TOKYO-2016

EAT design

  • Photographer
    Daisuke Akita

Eating is essential to life. Without nourishment an organism is no longer able to maintain its metabolism and perishes. With humans, there is another dimension to eating along with the purely physiological one: Food intake is an important part of our individual and social self-image because the way we eat is not biologically programmed but culturally acquired. When we eat, we consciously surround ourselves with certain instruments, materials, and colors that stimulate our appetite and set the mood for enjoyment. Dishes, decorative objects, lighting conditions, and ambient sound strongly influence whether or not our food tastes good. But not only do furniture and table implements visually contribute to our sense of well-being, they also control our behavior. Tables and chairs determine our posture during the meal. Cutlery, plates, and glasses dictate how we maneuver food and drink to our mouths. While chairs and tabletops establish our position within the group, the place setting defines the elbow room allotted to us. In every society there is a strict system of conventions and rules that curb man’s natural eating instinct and specify how consumption is to proceed. To open a letter with a butter knife at the breakfast table goes against the unwritten rules of etiquette, which we often adhere to more strictly than to many other “real” laws.
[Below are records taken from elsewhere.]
PR #8, opened 2016-11-05
Adding Forms to AssessmentQueryRepository

burzum619:
Forms are now retrieved in the AssessmentQueryRepository.findByKey() method. List of forms are passed into the Mapper, which will assign the forms to the appropriate segments before returning the entire Assessment.

Multiple legacy table columns that seemingly aren't used have been excluded from the port. 

Examples of usage in legacy app:
ItemBankDaoImpl - line 109
StudentDLL - line 4054, 4065

Eventually, Form should have a collection of Items as well. Perhaps we can explore using Hibernate  or some other ORM framework.

### DIFF
--- a/service/src/main/java/tds/assessment/repositories/impl/AssessmentQueryRepositoryImpl.java
+++ b/service/src/main/java/tds/assessment/repositories/impl/AssessmentQueryRepositoryImpl.java
@@ -77,7 +77,7 @@ class AssessmentQueryRepositoryImpl implements AssessmentQueryRepository {
                         "    forms.updateconfig AS updateVersion, \n" +
                         "    forms.cohort \n" +
                         "FROM itembank.tblsetofadminsubjects segments \n" +
-                        "LEFT JOIN itembank.testform forms ON segments._key = forms._fk_adminsubject \n" +
+                        "JOIN itembank.testform forms ON segments._key = forms._fk_adminsubject \n" +
                         "WHERE segments.virtualtest = :key OR segments._key = :key";
 
 
--- a/service/src/main/java/tds/assessment/repositories/impl/AssessmentQueryRepositoryImpl.java
+++ b/service/src/main/java/tds/assessment/repositories/impl/AssessmentQueryRepositoryImpl.java
@@ -14,6 +14,7 @@ import java.util.Map;
 import java.util.Optional;
 
 import tds.assessment.Assessment;
+import tds.assessment.Form;
 import tds.assessment.repositories.AssessmentQueryRepository;
 
 @Repository
@@ -37,6 +38,9 @@ class AssessmentQueryRepositoryImpl implements AssessmentQueryRepository {
                 "testid AS assessmentSegmentId, \n" +
                 "selectionalgorithm AS selectionAlgorithm, \n" +
                 "startAbility, \n" +
+                "A.testposition AS segmentPosition, \n" +
+                "A.minItems, \n" +
+                "A.maxItems, \n" +
                 "S.name AS subject, \n" +
                 "A.virtualtest AS assessmentKey, \n" +
                 "P.propname, \n" +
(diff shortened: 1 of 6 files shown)


service/src/main/java/tds/assessment/repositories/impl/AssessmentQueryRepositoryImpl.java
```diff
@@ -55,9 +59,38 @@ public AssessmentQueryRepositoryImpl(final DataSource dataSource) {
...
+        final String formsSQL =
+                "SELECT \n" +
+                        "    segments._key AS segmentKey, \n" +
+                        "    forms._key AS `key`, \n" +
+                        "    forms.formid AS id, \n" +
+                        "    forms.language, \n" +
+                        "    forms.loadconfig AS loadVersion, \n" +
+                        "    forms.updateconfig AS updateVersion, \n" +
+                        "    forms.cohort \n" +
+                        "FROM itembank.tblsetofadminsubjects segments \n" +
```
millerts, line 79: Since we're specifically trying to get forms here I think this should go against itembank.testform and join on segments.  No left join.

`FROM itembank.testform forms JOIN itembank.tblsetofadminsubjects segements on segments._key = forms._fk_adminsubject`

I don't see why we'd want to get records back if the join isn't successful which the left will do.

service/src/test/java/tds/assessment/repositories/AssessmentQueryRepositoryImplIntegrationTests.java
```diff
@@ -92,9 +111,52 @@ public void shouldFindNonSegmentedAssessmentByKey() {
...
         assertThat(seg.getLanguages()).containsOnly(new Property("Language", "ENU"));
         assertThat(seg.getSelectionAlgorithm()).isEqualTo(maybeAssessment.get().getSelectionAlgorithm());
+
+        Form form1 = null;
+        Form form2 = null;
+        Form form3 = null;
+
+        for(Form form : seg.getForms()) {
+            switch (form.getKey()) {
+                case "187-510":
```
millerts: Is there a reason we need to check against three different form records?  Does the `form2` differ from `form1` enough that it is exercising something different in the query?

If this check is just making sure that all three form records are mapped properly I don't think we need anything other than `form1`.  We should insert and check the bare minimum otherwise we end up with a lot of noise in the tests.

service/src/test/java/tds/assessment/repositories/AssessmentQueryRepositoryImplIntegrationTests.java
```diff
@@ -134,9 +199,94 @@ public void shouldFindSegmentedAssessmentByKey() {
...
+        allSegments.addAll(formsSeg1);
+        allSegments.addAll(formsSeg2);
+        Form form1 = null;
+        Form form2 = null;
+        Form form3 = null;
+        Form form4 = null;
+        Form form5 = null;
+        Form form6 = null;
+
+        for(Form form : allSegments) {
```
millerts, line 196: Same question here.  Are the six forms here different resulting in different logic branches in the query being exercised?  Looking at the query the forms are a simple join so I don't know why we need all these different records.

millerts: Nothing wrong with any of this stuff. Just that the tests are more complex than I think they need to be which results in tests that are harder to understand and maintain.

millerts (changes requested):
Some questions about the complexity in our tests.  Also, the controller integration test should be modified to check the assessment json with the forms included.

That or as a team we should ditch those tests if people don't think they provide value.

service/src/main/java/tds/assessment/repositories/impl/AssessmentQueryRepositoryImpl.java
burzum619: You're absolutely right, done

We assign objects specific functions and—whether out of habit or conformity—use or don’t use them exactly as convention dictates. A burgundy glass is seldom employed as a vase and certainly not as a toothbrush holder, and to comb one’s hair with a fork is simply barbaric. No one would think of sitting under the table, standing on a chair, or eating with a pair of tongs instead of a fork. Table utensils and their predetermined manner of use set eating apart from other everyday activities and underscore the higher significance of these implements: They ritualize eating. Why, over the past centuries, have certain eating tools prevailed while others have come and gone? How did the dining room evolve, and which cultural influences have led us to appoint it with tables, chairs, and china cabinets instead of other furnishings?